In the lines below, look for "import". Copy each line where it appears.

> Data to process
• • •
PR #258, opened 2019-03-31
Log notice response on the console (#147)

### LINKED ISSUE #147: Handle notice response
currently notice responses are ignored.

we should provide the ability to handle them and at least log them, e.g:

```
client.noticeHandler(msg -> {
  // handle notice
});
```

default handler would simply log it

danielamorais:
Fix #147


danielamorais:
This is my first PR and Eclipse Contributor Agreement is already signed

vietj:
this is actually not the feature asked.

I will rework the issue to more precisely describe it.

PR #293, opened 2019-05-23
MySQL datatype improvements

### LINKED ISSUE #286: Complete support for MySQL TIME datatype
Currently we haven't implemented binary encoding for MySQL `TIME` datatype, and we need to add support for this.

In addition, MySQL `TIME` datatype is diffrent and its value ranges from '-838:59:59' to '838:59:59', java type `java.time.LocalTime` will not cover this so we need to find a better type mapping, `java.time.Duration` will be a viable option for this.

BillyYccc:
This PR brings following improvements for MySQL datatype handling.

* add support and tests for several MySQL specific data types including `BINARY`, `VARBINARY`, `BLOB`, `TEXT`, `TIME`, `TIMESTAMP`, `YEAR` - fixes #286 
* improve the binary encoding logic and now the encoding data type is inferred by the java class type of the param value


BillyYccc:
Thanks for the review!

Issue #1850, opened 2019-12-11
Support hash-only queries in GraphQL Subscriptions


ketulshah1947:
**Is your feature request related to a problem? Please describe.**
Currently, Apollo sends the hashed query in the "id" field and full-text query in the "query" field as part of WebSocket message (Reference: OperationClientMessage.Start.writeToJson()). At Wayfair, for security purposes, we want to avoid full-text queries and send only hashed ones. Is there any existing support available for it? If not, and if allowed, I would like to implement it.

**Describe the solution you'd like**
We can accept a parameter from the project Gradle file to decide whether to use a hashed-only query or not. Based on that field we can avoid full-text queries. So it will only send hash over WebSocket. Even if connection is not secure, the query will not be compromised.

sav007:
Not sure if this makes sense but you can try to use query auto persistence feature for this by setting `enableAutoPersistedQueries = true`, here is what it does:
- Apollo will try to send query without query document just with  `extensions { sha256Hash `
- It will send another request with query document only when the GraphQL server returns error such as `PersistedQueryNotFound` or `PersistedQueryNotSupported`

I guess in your case if your server doesn't have auto persisted query feature then technically it should work, though this workaround looks very hacky.

ketulshah1947:
@sav007 I tried but it only works in query and mutation. For subscription cases, it doesn't work. Do you have any insight on it?

sav007:
Yeah, subscriptions is not supported at the moment, sorry I missed this part in the issue description. I think we can add it. I can take a look after the holidays.

ketulshah1947:
@sav007 Sure. I can create PR if you like.

PR #1943, opened 2020-01-26
Add support for auto persisted subscriptions

sav007:
- Introduce new configuration flag to enable subscription auto persistence feature (it was intentionally introduced as a separate flag to avoid messing with regular subscriptions, though I'm not really confident if need it, we might use the same flag as for regular queries `enableAutoPersistedQueries`)
- Update `Start` protocol message to support auto persistence
- Handle subscription `protocol negotiation errors` and resend `Start` message with subscription document
- Tests.

Closes https://github.com/apollographql/apollo-android/issues/1850

### DIFF
--- a/apollo-runtime/src/main/java/com/apollographql/apollo/internal/subscription/RealSubscriptionManager.java
+++ b/apollo-runtime/src/main/java/com/apollographql/apollo/internal/subscription/RealSubscriptionManager.java
@@ -1,5 +1,6 @@
 package com.apollographql.apollo.internal.subscription;
 
+import com.apollographql.apollo.api.Error;
 import com.apollographql.apollo.api.Response;
 import com.apollographql.apollo.api.ResponseFieldMapper;
 import com.apollographql.apollo.api.Subscription;
@@ -39,6 +40,8 @@ public final class RealSubscriptionManager implements SubscriptionManager {
   static final int CONNECTION_KEEP_ALIVE_TIMEOUT_TIMER_TASK_ID = 3;
   static final long CONNECTION_ACKNOWLEDGE_TIMEOUT = TimeUnit.SECONDS.toMillis(5);
   static final long INACTIVITY_TIMEOUT = TimeUnit.SECONDS.toMillis(10);
+  static final String PROTOCOL_NEGOTIATION_ERROR_NOT_FOUND = "PersistedQueryNotFound";
+  static final String PROTOCOL_NEGOTIATION_ERROR_NOT_SUPPORTED = "PersistedQueryNotSupported";
 
   Map<UUID, SubscriptionRecord> subscriptions = new LinkedHashMap<>();
   volatile SubscriptionManagerState state = SubscriptionManagerState.DISCONNECTED;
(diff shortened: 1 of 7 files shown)


sav007:
cc @ketulshah1947

apollo-runtime/src/main/java/com/apollographql/apollo/subscription/OperationClientMessage.java
```diff
@@ -62,26 +62,48 @@ public Init(@NotNull Map<String, Object> connectionParams) {
     private static final String JSON_KEY_QUERY = "query";
     private static final String JSON_KEY_VARIABLES = "variables";
     private static final String JSON_KEY_OPERATION_NAME = "operationName";
+    private static final String JSON_KEY_EXTENSIONS = "extensions";
+    private static final String JSON_KEY_EXTENSIONS_PERSISTED_QUERY = "persistedQuery";
+    private static final String JSON_KEY_EXTENSIONS_PERSISTED_QUERY_VERSION = "version";
+    private static final String JSON_KEY_EXTENSIONS_PERSISTED_QUERY_HASH = "sha256Hash";
```
kenyee: Should this just be queryHashMethod? It's not necessarily sha256

apollo-runtime/src/main/java/com/apollographql/apollo/response/OperationResponseParser.java
```diff
@@ -130,15 +130,15 @@ public OperationResponseParser(Operation<D, W, ?> operation, ResponseFieldMapper
...
+            return parseError(reader.toMap());
           }
         });
       }
     });
   }
 
   @SuppressWarnings("unchecked")
-  private Error readError(Map<String, Object> payload) {
+  public static Error parseError(Map<String, Object> payload) {
```
kenyee: Nice renaming of this method 🙂

apollo-runtime/src/main/java/com/apollographql/apollo/subscription/OperationClientMessage.java
sav007: that part is really interesting, GraphQL spec doesn't have any info regarding this. BTW I noticed the same issue with regular queries, we sending `sha256Hash ` but as you said it can be different (md5). As far as I remember Apollo server expects `sha256Hash`. 

What about your use case, what GraphQL server are you using? Are you using sha256 as hash? 

I guess the only option right now is to make it configurable.

apollo-runtime/src/main/java/com/apollographql/apollo/internal/subscription/RealSubscriptionManager.java
```diff
@@ -165,13 +170,16 @@ void doSubscribe(Subscription subscription, SubscriptionManager.Callback callbac
...
         subscriptions.put(subscriptionId, new SubscriptionRecord(subscriptionId, subscription, callback));
+
         if (state == SubscriptionManagerState.DISCONNECTED) {
           state = SubscriptionManagerState.CONNECTING;
           transport.connect();
         } else if (state == SubscriptionManagerState.ACTIVE) {
-          transport.send(new OperationClientMessage.Start(subscriptionId.toString(), subscription, scalarTypeAdapters));
+          transport.send(
+              new OperationClientMessage.Start(subscriptionId.toString(), subscription, scalarTypeAdapters, autoPersistSubscription,
+                  false)
```
tasomaniac: This looks little weird in terms of code style. Would be nice to leave this false alone

apollo-runtime/src/main/java/com/apollographql/apollo/subscription/OperationClientMessage.java
SaurabhKukreja: @sav007 . This part is already merged, but would it be better to just name it `hash` as it could be anything. 

We use md5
• • •
> Result of the task
+import com.apollographql.apollo.api.Error;
 import com.apollographql.apollo.api.Response;
 import com.apollographql.apollo.api.ResponseFieldMapper;
 import com.apollographql.apollo.api.Subscription;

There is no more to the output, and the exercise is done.